というわけで、スコットのクルマに乗せてもらい、彼の家へと移動。
スコット宅の庭にて。なぜか石を鑑賞。
これ、見た目はただの石なのだが、特殊な光線を当てるとこのようにカラフルな色で光る。
原理はよくわからないながらおもしろく、美しい。
こういう石をスコットは山に入ってはみつけてくるのだそうだ。変わった趣味である。
おかげで彼の庭には固有の色を放つ石があちこちに散らばっている。
ところで、今日は偶然にもウェイナーの兄弟の誕生日ということで、その誕生パーティに誘われてしまった。
うーん、せっかく知り合った人の兄弟の誕生日なのだから、おめでとうぐらいは言ってあげたいよな。
ということで、またしてもスコットのクルマに乗せられて、今度はウェイナーの兄弟、ジェームズの家に。

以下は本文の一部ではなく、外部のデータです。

PR #514, opened 2026-08-15
fix: retry raced Lance branch enumeration

### LINKED ISSUE #515: bug: operations racing branch_delete fail with an unclassified "Not found" branch-ref error
### What happened

A `branch_delete` running concurrently with almost any other write-path operation on the same store can make the OTHER operation fail with a raw, unclassified internal error naming a ref file of the branch being deleted. Both operations are legal public API calls; no fault injection or crash is involved. Expected: either a typed retryable error, or the operation tolerating a branch that vanished mid-enumeration.

Mechanism, verified in source at main `db23f58`. Many write-path operations enumerate branches on the `__manifest` control dataset through Lance's `Dataset::list_branches()`. Inside Lance, `list_branches` first lists the `_refs/branches/` directory and then reads each ref file it found (`from_path`, `lance/src/dataset/refs.rs:915-928`; identical code in Lance 9.0.0 and 10.0.0). `branch_delete` physically removes that ref file. A delete landing between the internal listing and the ref read makes the read fail with `Not found: .../_refs/branches/NAME.json`. This is a time-of-check-to-time-of-use race entirely inside one `list_branches` call, so no caller-side check can close it. The engine then maps every `list_branches` error into the catch-all string form `OmniError::Lance(e.to_string())` (`crates/omnigraph/src/db/manifest.rs:1159`, `:1192`, `:1205`), so the caller receives an unclassified internal error for a routine race between two legal operations. A client cannot distinguish "a branch was deleted, retry" from "store is broken".

Three distinct victim operations were observed (measured, concurrent test runs): a plain data mutation on main (`refs.rs:920` in the error), `optimize` (`refs.rs:923`), and `ensure_indices` (`refs.rs:923`). The enumeration is shared write-path machinery, not specific to one operation. Any deployment where an operations cron runs maintenance while agents create and delete branches walks this window.

The engine already contains both halves of a fix, applied today only to `cleanup`: cleanup acquires the branch guards for ALL branches before its branch work (`crates/omnigraph/src/db/omnigraph/optimize.rs:1087`) and wraps its per-branch classification reads in a typed refusal with a remedy (`optimize.rs:1126`). Other enumerating operations gate main only (for example `optimize` takes the schema gate, the main branch guard, and main table queues, `optimize.rs:246-263`) yet still enumerate all branches. Fix directions, cheapest first: classify a vanished-ref failure from branch enumeration as a typed retryable conflict (the `optimize.rs:1126` precedent); or make enumeration tolerate a ref vanishing between list and read, since a deleted branch needs no work (in Lance this is one error arm: `Branches::fetch` streams the per-ref reads and fails the whole listing on the first failed read, `lance/src/dataset/refs.rs:395-408` in 10.0.0 — skipping a Not-found ref there fixes every caller, including Lance's own cleanup scans that never pass through this engine's error mapping); or extend branch-guard acquisition to enumerating operations, which closes only the in-process case because cross-process writers share no gates.

### Steps to reproduce

The window is a few storage operations wide inside one `list_branches` call. We reproduced it only under heavy parallel load, never in isolation; details and non-reproducing shapes below so triage does not chase them.

1. Build from source and use the in-memory storage backend (any backend should work; the window is list-then-read against the object store).
2. Run 12 concurrent test processes. In each process, run universes of: 3 writer threads doing single-row upsert mutations on main (about 30 ops each), plus one branch-actor thread cycling `branch_create` -> 3 inserts on the branch -> `branch_merge` to main -> `branch_delete`, 3 cycles; optionally one maintenance thread alternating `optimize` / `cleanup` / `ensure_indices`.
3. Observed (measured): 6 failing universes across roughly 7,000 universes in four such runs, i.e. well under 1 percent of branch-bearing universes. Each failure is one of the error lines in Logs, surfaced to the caller of the victim operation.
4. Shapes that did NOT reproduce (measured negatives, so triage can skip them): single-process two-thread enumerate-vs-delete loops (80 rounds, empty and data-bearing branches); the same universe shape at 30 seeds inside one process, with both single-threaded and 4-thread Lance pools. In single-process runs the engine's write gates were observed to mutually exclude `branch_delete`'s delete phase and other writers' storage activity, so the window appears to need the thread-pool parallelism and preemption that only machine-wide contention produced in our runs.
5. The reproducing build carried deterministic-testing seams (injected id and clock sources) that do not alter locking or refs traffic.

### Version

omnigraph 0.10.0, built from source, main @ e53f3c9 (Lance 9.0.0); window re-verified in source at main @ db23f58 (Lance 10.0.0, refs.rs unchanged)

### Environment

macOS (Darwin 25.5) arm64; in-memory storage adapter (registered shared-memory scheme). Expected backend-independent: branch refs are JSON objects in the store and the list-then-read window exists against any object store.

### Logs / output

```shell
Lance("Not found: __manifest/_refs/branches/cb1.json, .../lance-9.0.0/src/dataset/refs.rs:920:18")
Lance("Not found: __manifest/_refs/branches/cb2.json, .../lance-9.0.0/src/dataset/refs.rs:923:18")
```

azimafroozeh:
## What & why

Lance enumerates named branches by listing `_refs/branches/` and then reading every listed ref. If a branch is deleted between those reads, the otherwise read-only enumeration can fail with `NotFound`.

This change retries only that read-only enumeration, with a fixed limit of three total attempts. It does not turn a storage error into permission to replay the enclosing operation, and it does not introduce a new HTTP or OpenAPI error contract. Every production `Dataset::list_branches()` call now goes through the same helper.

## Backing issue / RFC

- [x] Fixes an **accepted** issue: Closes #515
- [ ] Is an RFC PR, or implements a **merged** RFC
- [ ] **Trivial fast-lane**

The retry boundary is aligned with RFC-038: the engine retries the known effect-free read locally instead of exposing a generic whole-operation retry signal.

## Checklist

- [x] Tests added/updated for behavior changes
- [x] Public docs updated if user-facing surface changed, or N/A — no public surface change
- [x] Reviewed against `docs/dev/invariants.md`

## Local verification

- `cargo fmt --all --check` — passed
- `scripts/check-agents-md.sh` — passed
- `cargo test -p omnigraph-engine --locked --lib branch_control::tests -- --nocapture` — 10 passed
- `cargo test -p omnigraph-engine --locked --test forbidden_apis` — 18 passed
- `cargo clippy -p omnigraph-engine --all-targets --locked -- -D warnings -W clippy::dbg_macro` — passed

## Notes for reviewers

The regression test uses Lance's `file-object-store://` provider and an object-store wrapper to physically delete a ref after it has been listed but before Lance reads it. It proves that the next attempt performs a fresh listing and succeeds. A second test holds the ref in a repeated `NotFound` state and proves the exact three-attempt bound and final substrate error.

There is intentionally no 409 mapping or instruction for callers to retry an effectful operation. Repeated churn escapes through the ordinary storage-error path for the owning operation to classify.

<h3>Greptile Summary</h3>

The PR centralizes Lance branch enumeration behind a bounded, read-only retry that handles refs deleted between listing and reading.

- Retries `NotFound` enumeration failures up to three total attempts.
- Routes manifest, recovery, indexing, and native table-branch enumeration through the helper.
- Adds race and exhaustion regression tests plus a structural guard preventing raw production calls outside the helper.

The PR appears safe to merge.

No blocking failure remains.

| Filename | Overview |
|----------|----------|
| crates/omnigraph/src/branch_control.rs | Adds the bounded branch-enumeration retry boundary and focused tests for a vanished ref and exact retry exhaustion. |
| crates/omnigraph/src/db/manifest.rs | Routes manifest branch listing, descendant discovery, and delete preflight through the centralized helper. |
| crates/omnigraph/src/db/manifest/recovery.rs | Routes recovery-time branch observations through the retry helper while preserving existing gates and identity checks. |
| crates/omnigraph/src/storage_layer.rs | Renames the sealed storage method to distinguish native Lance branches from graph-level branches. |
| crates/omnigraph/src/table_store.rs | Implements native branch enumeration through the centralized retry helper. |
| crates/omnigraph/tests/forbidden_apis.rs | Updates renamed gateway inventories and structurally enforces a single raw `Dataset::list_branches` production call site. |

</details>

```mermaid
sequenceDiagram
    participant Caller
    participant Helper as list_branch_contents
    participant Lance
    participant Store as Object store
    Caller->>Helper: enumerate branches
    loop At most three attempts
        Helper->>Lance: Dataset::list_branches()
        Lance->>Store: list _refs/branches/
        Store-->>Lance: listed refs
        Lance->>Store: read each ref
        alt Ref disappears after listing
            Store-->>Lance: NotFound
            Lance-->>Helper: NotFound
            Helper->>Helper: yield and retry
        else Enumeration succeeds
            Store-->>Lance: branch contents
            Lance-->>Helper: branch map
            Helper-->>Caller: branch map
        else Other error or final NotFound
            Lance-->>Helper: substrate error
            Helper-->>Caller: OmniError::Lance
        end
    end
```
</details>

<sub>Reviews (3): Last reviewed commit: ["test(branch): guard enumeration retry bo..."](https://github.com/modernrelay/omnigraph/commit/1ffb2de6c53906c14b7f0eaa215dfed91eb6ae8a) | [Re-trigger Greptile](https://app.greptile.com/api/retrigger?id=53663478)</sub>

**Context used:**

- Knowledge Base — [Branching and merge](https://app.greptile.com/modernrelay/-/custom-context/knowledge-base/modernrelay/omnigraph/-/docs/branching-and-merge.md)


azimafroozeh:
Closes #515.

気のいいジェームズは、突然現れた謎の東洋人にハッピーバースデーとお祝いされて素直に喜んでくれた。
そしてパーティに少しだけ参加。
家にはジェームズの両親や恋人、友人などが集まって、まさにアメリカンホームパーティって感じ。
宴会が苦手な俺にはちょっとした修行だったが雰囲気が良く、おもしろかったよ。
そしてスコットのお宅へ帰還し、部屋で休ませてもらう。
どうやら今は家にいない娘さんの部屋のようだ。
うむ。
海外に来るたびに、毎回一度は娘さんのベッドで寝ているような気がしてならない。